AI and ML in medical studies: evolving guidelines

Artificial intelligence (AI) and machine learning (ML) techniques are revolutionizing the way to deliver healthcare. ML is a subset of AI that can be used to design and train software algorithms to learn from and act on data. Such algorithms can be employed to develop new prognostic and diagnostic methods with the advantage of being quick and accurate. Starting from data of many patient samples, indeed, these algorithms generate and structure datasets, identify relations between variables, and predict outcomes or divide patients into groups. For example, a software can learn to recognize tumor tissue from normal tissue looking at immunohistochemical slides, or a program might be used to group patients in different risk categories for a pathology according to a set of diagnostic parameters.
ML can be broadly divided into supervised and unsupervised ML, and the best methodology should be selected depending on the clinical question that needs to be answered.

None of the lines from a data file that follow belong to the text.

Issue #458, opened 2022-03-08
Support .i3dm tile payloads


argallegos:
Add support for [Instanced 3D Models](https://github.com/CesiumGS/3d-tiles/tree/main/specification/TileFormats/Instanced3DModel).

Once this is completed, some work will need to be done in Cesium Native integrations (e.g. Cesium for Unreal, Cesium for O3DE) before the feature is fully operational in each engine.

argallegos:
Pull request addressing this issue: https://github.com/CesiumGS/cesium-native/pull/290

argallegos:
Cesium for Unreal issue: https://github.com/CesiumGS/cesium-unreal/issues/671

Cesium for O3DE issue: https://github.com/CesiumGS/cesium-o3de/issues/32

lilleyse:
Useful diagram from https://github.com/CesiumGS/cesium/pull/10302 showing the expected transform order between i3dm and gltf + EXT_mesh_gpu_instancing

![image](https://user-images.githubusercontent.com/8422414/163865444-c92f5940-f10b-474f-a72b-ef6f03e73a0f.png)

lilleyse:
See https://github.com/CesiumGS/3d-tiles-tools/pull/52 for ideas for upgrading i3dm to EXT_mesh_gpu_instancing. It's not trivial because of transformation order differences (see diagram above).

CC @javagl

javagl:
One of the insight from the linked PR was that it is sometimes plainly (mathematically) not possible to upgrade I3DM to `EXT_mesh_gpu_instancing`. An I3DM could contain an animated GLB that was _non-uniformly scaled_ via the instancing transform . This can not be represented as a standard glTF animation.

It could be possible to lay out the map of "what is and what isn't possible" more strictly and systematically. But for the main case of I3DMs that contain "standard (non-animated) geometry", the approach from https://github.com/CesiumGS/3d-tiles-tools/pull/52#issuecomment-1679433253 turned out to be relatively easy, and could probably be applied in `cesium-native` as well, when there is a function to "bake" the transform of glTF nodes into the attached meshes.

lilleyse:
It could make sense to implement this in three phases:

* Add support for [`EXT_mesh_gpu_instancing`](https://github.com/KhronosGroup/glTF/blob/main/extensions/2.0/Vendor/EXT_mesh_gpu_instancing/README.md) in cesium-native and runtimes
[...]

PR #854, opened 2024-04-08
Support 3D Tile I3dm legacy tile format

timoore:
Initial commit for discussion. Some implementation remains, such as implementation of the ENU rotation option.

I3dm strains the GltfConverters interface because it can require a "sub read" of external content: the instanced glb file can be specified by a URI. I created a "ConverterSubprocessor" subclass (pretty bad name) to pass, the async system asset Accessor, base URI, etc. GltfConverters::convert returns a complete model, not a future, so I do a wait() on the accessor future that returns the .glb file. I don't know if that's bad form or if there's a better alternative.

This addresses #458.


Cesium3DTilesSelection/src/ImplicitOctreeLoader.cpp
```diff
@@ -147,7 +147,8 @@ CesiumAsync::Future<TileLoadResult> requestTileContent(
           CesiumGltfReader::GltfReaderOptions gltfOptions;
           gltfOptions.ktx2TranscodeTargets = ktx2TranscodeTargets;
           gltfOptions.applyTextureTransform = applyTextureTransform;
-          GltfConverterResult result = converter(responseData, gltfOptions);
+          GltfConverterResult result =
+              converter(responseData, gltfOptions, nullptr); // XXX
```
csciguy8, line 151: Did you leave the XXX here as a reminder for something?

Cesium3DTilesSelection/src/ImplicitQuadtreeLoader.cpp
```diff
@@ -157,7 +157,8 @@ CesiumAsync::Future<TileLoadResult> requestTileContent(
           CesiumGltfReader::GltfReaderOptions gltfOptions;
           gltfOptions.ktx2TranscodeTargets = ktx2TranscodeTargets;
           gltfOptions.applyTextureTransform = applyTextureTransform;
-          GltfConverterResult result = converter(responseData, gltfOptions);
+          GltfConverterResult result =
+              converter(responseData, gltfOptions, nullptr); // XXX
```
csciguy8, line 161: Did you leave the XXX here as a reminder for something?

csciguy8:
Haven't dug in real deep yet, but noticed there are no new unit tests .

Might be nice to add a few, especially if you know of typical use cases, or cases that should fail for some reason.

Cesium3DTilesSelection/src/ImplicitOctreeLoader.cpp
timoore: Yes, and will add comment. I wasn't sure how to calculate the tile transform for the implicit loaders.

Cesium3DTilesSelection/src/ImplicitQuadtreeLoader.cpp
timoore: See comment about ImplicitOctreeLoader.

kring:
> GltfConverters::convert returns a complete model, not a future, so I do a wait() on the accessor future that returns the .glb file. I don't know if that's bad form or if there's a better alternative.

Yeah adding a `wait` is pretty bad. In Unreal, for example, that'll block up Unreal's task graph on a network request, which in extreme cases could completely pause rendering.

Based on a quick look, I don't think it will be too big a change to make `GltfConverters::convert` return a `Future`. If it is, though, another possibility is to convert the i3dm to glTF synchronously and include references to the external resources in that glTF (using a private extension if needed). Then do the async portion later. If you happen to be able to hook into the existing `GltfReader::resolveExternalData`, the extra async step will just happen automatically. If not, you'll need to add another processing step near where `resolveExternalData` is located in order to do this extra async work.

csciguy8:
> GltfConverters::convert returns a complete model, not a future, so I do a wait() on the accessor future that returns the .glb file. I don't know if that's bad form or if there's a better alternative.

Agree with @kring , hidden waits aren't great when trying to improve performance.

Will also chime in that hidden `IAssetAccessor::get`s can become problematic too, especially when trying to manage simultaneous connections to a server, or decouple their execution from other futures that are just CPU processing work. This is the bulk of the work in this [Staged Loading PR](https://github.com/CesiumGS/cesium-native/pull/779), and it's not a trivial refactor.

timoore:
> > GltfConverters::convert returns a complete model, not a future, so I do a wait() on the accessor future that returns the .glb file. I don't know if that's bad form or if there's a better alternative.
> 
> Agree with @kring , hidden waits aren't great when trying to improve performance.
> 

I'm rewriting the converter code to return a future.

> Will also chime in that hidden `IAssetAccessor::get`s can become problematic too, especially when trying to manage simultaneous connections to a server, or decouple their execution from other futures that are just CPU processing work. This is the bulk of the work in this [Staged Loading PR](https://github.com/CesiumGS/cesium-native/pull/779), and it's not a trivial refactor.

What makes an IAssetAccessor::get call hidden? Or, put another way, what's the alternative when another get() needs to be made in the while processing the content of a previous read? I guess I should look at #779 to see what you're doing there.

csciguy8:
> What makes an IAssetAccessor::get call hidden? Or, put another way, what's the alternative when another get() needs to be made in the while processing the content of a previous read? I guess I should look at #779 to see what you're doing there.

That's a fair question. In #779, a good example of the approach is [here ](https://github.com/CesiumGS/cesium-native/blob/a16c3d5fa6ef974b2faede193f7cca80cba1e741/Cesium3DTilesSelection/src/ImplicitOctreeLoader.h#L43 )in `ImplicitOctreeLoader`
* The caller would typically call `::loadTileContent`, which returns a future, and somewhere in the chain is a `IAssetAccessor::get`
* This PR reworks the approach to have the caller use `::getLoadWork`, which returns the needed request and the CPU processing work separately
* This pain is in the rework of the code in the .cpp, and not break anything

Admittedly, this is "a" solution to separating asset request work from other work. This PR hasn't been reviewed or merged, so there may be a better solution still.

Cesium3DTilesContent/src/I3dmToGltfConverter.cpp
```diff
@@ -0,0 +1,738 @@
...
+*/
+
+CesiumAsync::Future<ConvertResult> convertInstancesContent(
+    const gsl::span<const std::byte>& instancesBinary,
+    const InstancesHeader& header,
+    uint32_t headerLength,
+    const CesiumGltfReader::GltfReaderOptions& options,
+    const ConverterSubprocessor& subprocessor,
+    GltfConverterResult& result) {
+  ConvertResult subResult;
```
j9liu, line 225: If you rename `ConvertResult` -> `ConvertedI3dm`, then could you also rename this?

```suggestion
  ConvertedI3dm convertedI3dm;
```

It's more intuitive in my head to see `convertedI3dm.gltfResult` than `subResult.gltfResult`

Cesium3DTilesContent/src/I3dmToGltfConverter.cpp
```diff
@@ -0,0 +1,738 @@
...
+  DecodedInstances& decodedInstances = subResult.decodedInstances;
+  subResult.gltfResult = result;
+  auto finishEarly = [&]() {
```
j9liu, line 228: No change here, but I like this lambda define and may steal this idea from you for the future :smile:

Cesium3DTilesContent/include/Cesium3DTilesContent/LegacyUtilities.h
```diff
@@ -0,0 +1,133 @@
...
+struct ByteResult {
+  std::vector<std::byte> bytes;
+  CesiumUtility::ErrorList errorList;
+};
+
+CesiumAsync::Future<ByteResult>
+get(const ConverterSubprocessor& subprocessor, const std::string& relativeUrl);
+
+namespace LegacyUtilities {
+std::optional<uint32_t> parseOffset(
```
j9liu, line 33:
```suggestion
std::optional<uint32_t> parseByteOffsetForSemantic(
```

Cesium3DTilesContent/src/LegacyUtilities.cpp
```diff
@@ -0,0 +1,181 @@
...
+
+std::optional<glm::dvec3>
+parseArrayValueDVec3(const rapidjson::Value& arrayValue) {
+  if (validateJsonArrayValues(arrayValue, 3, &rapidjson::Value::IsNumber)) {
+    return std::make_optional(glm::dvec3(
+        arrayValue[0].GetDouble(),
+        arrayValue[1].GetDouble(),
+        arrayValue[2].GetDouble()));
+  }
+  return {};
```
j9liu, line 69: This probably resolves to a `std::nullopt`, but do you mind writing it out for a slow and easily-confused coworker like me? 😃 

```suggestion
  return std::nullopt;
```

Cesium3DTilesContent/src/LegacyUtilities.cpp
```diff
@@ -0,0 +1,181 @@
...
+}
+
+std::optional<glm::dvec3>
+parseArrayValueDVec3(const rapidjson::Document& document, const char* name) {
+  const auto arrayIt = document.FindMember(name);
+  if (arrayIt != document.MemberEnd()) {
+    return parseArrayValueDVec3(arrayIt->value);
+  }
+  return {};
```
j9liu, line 78:
```suggestion
  return std::nullopt;
```

Cesium3DTilesContent/include/Cesium3DTilesContent/LegacyUtilities.h
```diff
@@ -0,0 +1,133 @@
...
+
+std::optional<glm::dvec3>
+parseArrayValueDVec3(const rapidjson::Value& arrayValue);
+
+std::optional<glm::dvec3>
+parseArrayValueDVec3(const rapidjson::Document& document, const char* name);
+
+int32_t createBufferInGltf(CesiumGltf::Model& gltf);
+int32_t
+createBufferInGltf(CesiumGltf::Model& gltf, std::vector<std::byte>&& buffer);
```
j9liu, line 89: These are named the same function but do slightly different things; can they be named differently for clarity?
```suggestion
int32_t createEmptyBufferInGltf(CesiumGltf::Model& gltf);

int32_t
createBufferInGltf(CesiumGltf::Model& gltf, std::vector<std::byte>&& buffer);
```

Cesium3DTilesContent/include/Cesium3DTilesContent/LegacyUtilities.h
```diff
@@ -0,0 +1,133 @@
...
+int32_t createAccessorInGltf(
+    CesiumGltf::Model& gltf,
+    const int32_t bufferViewId,
+    const int32_t componentType,
+    const int64_t count,
+    const std::string type);
+
+void applyRTC(CesiumGltf::Model& gltf, const glm::dvec3& rtc);
+
+template <typename GLMType, typename GLTFType>
```
j9liu, line 106: The capitalization rules I previously referenced would also apply here (and to the other abbreviations in this file):

```suggestion
template <typename GlmType, typename GltfType>
```

Cesium3DTilesContent/src/I3dmToGltfConverter.cpp
```diff
@@ -0,0 +1,738 @@
...
+      return finishEarly();
+    }
+  }
+  if (parsedContent.positionQuantized) {
+    parsedContent.quantizedVolumeOffset =
+        parseArrayValueDVec3(featureTableJson, "QUANTIZED_VOLUME_OFFSET");
+    if (!parsedContent.quantizedVolumeOffset) {
+      subResult.gltfResult.errors.emplaceError(
+          "Error parsing I3DM feature table, No valid "
+          "QUANTIZED_VOLUME_OFFSET property");
```
j9liu, line 291: Just a bit more explicit 

```suggestion
          "Error parsing I3DM feature table, the I3dm uses quantized positions "
          "but has no valid QUANTIZED_VOLUME_OFFSET property");
```

Cesium3DTilesContent/src/I3dmToGltfConverter.cpp
```diff
@@ -0,0 +1,738 @@
...
+      return finishEarly();
+    }
+    parsedContent.quantizedVolumeScale =
+        parseArrayValueDVec3(featureTableJson, "QUANTIZED_VOLUME_SCALE");
+    if (!parsedContent.quantizedVolumeScale) {
+      subResult.gltfResult.errors.emplaceError(
+          "Error parsing I3DM feature table, No valid "
+          "QUANTIZED_VOLUME_SCALE property");
```
j9liu, line 299:
```suggestion
          "Error parsing I3DM feature table, the I3dm uses quantized positions "
          "but has no valid QUANTIZED_VOLUME_SCALE property");
```

Cesium3DTilesContent/src/I3dmToGltfConverter.cpp
```diff
@@ -0,0 +1,738 @@
...
+    EXT_mesh_gpu_instancing extension for that node. It would be nice to avoid a
+    lot of duplicate data for mesh nodes with the same chain of transforms to
+    the tile root. One way to do this would be to store the accessors in a hash
+    table, hashed by mesh transform.
+  + Add the instance transforms to the glTF buffers, buffer views, and
+    accessors.
+  + Metadata / feature id?
+*/
+
+CesiumAsync::Future<ConvertResult> convertInstancesContent(
```
j9liu, line 218: If you're willing, this function could benefit from the parsing logic being broken up into helper functions. Like in `PntsToGltfConverter`, there's `parsePositionsFromFeatureTableJson` and `parsePositionsFromFeatureTableBinary`, so that the larger function as a whole reads more neatly.

Even though you're writing to a `DecodedInstances`, I still think you can pass it in and do `decodePositionsFromFeatureTableBinary`

Cesium3DTilesContent/include/Cesium3DTilesContent/GltfConverters.h
```diff
@@ -12,6 +14,30 @@
 #include <string_view>
 
 namespace Cesium3DTilesContent {
+
+/**
+ * Data required to make a recursive request to fetch an asset, mostly for the
+ * benefit of I3dm files.
+ */
+struct CESIUM3DTILESCONTENT_API ConverterSubprocessor {
```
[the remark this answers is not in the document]
j9liu: Or, an alternative is to move some of the "process" / "get" logic here. For example, in `LegacyUtilities` the static `get` function could be made a function of this struct instead.

Cesium3DTilesContent/include/Cesium3DTilesContent/LegacyUtilities.h
```diff
@@ -0,0 +1,133 @@
...
+
+struct ByteResult {
+  std::vector<std::byte> bytes;
+  CesiumUtility::ErrorList errorList;
+};
+
+CesiumAsync::Future<ByteResult>
+get(const ConverterSubprocessor& subprocessor, const std::string& relativeUrl);
+
+namespace LegacyUtilities {
```
j9liu, line 32: If I may nitpick... the name `LegacyUtilities` has the possibility of sounding like the "utilities" themselves are legacy, instead of being utility for legacy content.

But I also think it's okay to forgo the "legacy" entirely and just say

```suggestion
namespace GltfConverterUtility {
```

or something similar.

Cesium3DTilesContent/include/Cesium3DTilesContent/LegacyUtilities.h
```diff
@@ -0,0 +1,133 @@
...
+    const int64_t byteStride);
+
+int32_t createAccessorInGltf(
+    CesiumGltf::Model& gltf,
+    const int32_t bufferViewId,
+    const int32_t componentType,
+    const int64_t count,
+    const std::string type);
+
+void applyRTC(CesiumGltf::Model& gltf, const glm::dvec3& rtc);
```
j9liu, line 104: When I first saw this, I was confused why it was needed because we could just inject a `CesiumRtc` extension into the glTF. But looking at the body, I see it's a lot more complicated. So maybe this can be renamed for clarity (and potentially documented with a comment)

```suggestion
void applyRTCToNodeTransforms(CesiumGltf::Model& gltf, const glm::dvec3& rtc);
```

Cesium3DTilesContent/src/I3dmToGltfConverter.cpp
```diff
@@ -0,0 +1,738 @@
...
+  }
+  if (!decodedInstances.scales.empty()) {
+    result = scale(result, glm::dvec3(decodedInstances.scales[i]));
+  }
+  return result;
+}
+
+std::vector<glm::dmat4> meshGpuInstances(
+    GltfConverterResult& result,
+    const ExtensionExtMeshGpuInstancing& gpuExt) {
```
j9liu, line 480: This conveys intent more quickly for me?
```suggestion
std::vector<glm::dmat4> getExtMeshGpuInstances(
    const ExtensionExtMeshGpuInstancing& gpuExt,
    GltfConverterResult& result) {
```

j9liu (commented):
@timoore I did a first pass through everything, and so far it's looking good! I definitely want to look more closely at the tile loading changes / actual matrix math, when I have some more uninterrupted time.

I tried to cut down on bikeshedding, but most of my comments ended up being about clarity. 😅 It can get confusing when both I3DM instances and `ext_mesh_gpu_instancing` are operating in the same file. So I apologize in advance for the quantity and nitpickiness, feel free to push back if something is off

CesiumGltf/include/CesiumGltf/AccessorUtility.h
```diff
@@ -308,4 +308,21 @@ struct TexCoordFromAccessor {
   int64_t index;
 };
 
+/**
+ * Type definition for quaternion accessors, as defined for ExtMeshGpuInstancing
+ * and animation samplers.
```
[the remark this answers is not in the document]
timoore: I decided to go with "rotations."

Cesium3DTilesContent/include/Cesium3DTilesContent/GltfConverters.h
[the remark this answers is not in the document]
timoore: I decided to go with your last suggestion: change the name to AssetFetcher and move the get() function into the class.

Cesium3DTilesContent/include/Cesium3DTilesContent/GltfConverters.h
```diff
@@ -12,6 +14,30 @@
...
+  ConverterSubprocessor(
+      const CesiumAsync::AsyncSystem& asyncSystem_,
+      const std::shared_ptr<CesiumAsync::IAssetAccessor>& pAssetAccessor_,
+      const std::string& baseUrl_,
+      const glm::dmat4 tileTransform_,
+      const std::vector<CesiumAsync::IAssetAccessor::THeader>& requestHeaders_)
```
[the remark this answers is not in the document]
timoore: My experience with gcc is that omitting the underscores produces a warning about shadowing, which then causes an error if all warnings are errors.

Cesium3DTilesContent/src/I3dmToGltfConverter.cpp
```diff
@@ -0,0 +1,738 @@
...
+#include <optional>
+#include <set>
+
+using namespace CesiumGltf;
+
+namespace Cesium3DTilesContent {
+using namespace LegacyUtilities;
+
+namespace {
+struct InstancesHeader {
```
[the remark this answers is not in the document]
timoore: No, I agree with you

Cesium3DTilesContent/src/I3dmToGltfConverter.cpp
```diff
@@ -0,0 +1,738 @@
...
+  std::optional<uint32_t> position;
+  std::optional<uint32_t> positionQuantized;
+  std::optional<uint32_t> normalUp;
+  std::optional<uint32_t> normalRight;
+  std::optional<uint32_t> normalUpOct32p;
+  std::optional<uint32_t> normalRightOct32p;
+  std::optional<uint32_t> scale;
+  std::optional<uint32_t> scaleNonUniform;
+  std::optional<uint32_t> batchId;
+  // batch table format?
```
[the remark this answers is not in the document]
timoore: I don't remember! In any event, batch table decoding is out-of-scope for this task.

Cesium3DTilesContent/src/I3dmToGltfConverter.cpp
```diff
@@ -0,0 +1,738 @@
...
+        auto transVec = toGlm<glm::dvec3>(translationAccessor[i]);
+        instances[i] = glm::translate(instances[i], transVec);
+      }
+    } else {
+      return errorOut("invalid accessor for instance translations");
+    }
+  }
+  if (rotations) {
+    auto quatAccessorView = getQuaternionAccessorView(model, rotations);
+    std::visit(
```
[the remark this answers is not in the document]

Supervised ML starts from labelled data to make predictions on new samples. In this setting, a training set of labeled data is used to teach to the AI, and then the algorithm is tested using a validation set of unlabeled data. This means that a component of manual work is still present, as the labeled dataset has to be manually tagged by an expert. Unsupervised ML, instead, can be defined as a learning of data to find previously unknown patterns or grouping labels for the patient samples. This method does not require a presence of previously labeled data, and, during the training phase, the algorithm uses mimicry to generate a self-organization that captures patterns or allows to make classifications.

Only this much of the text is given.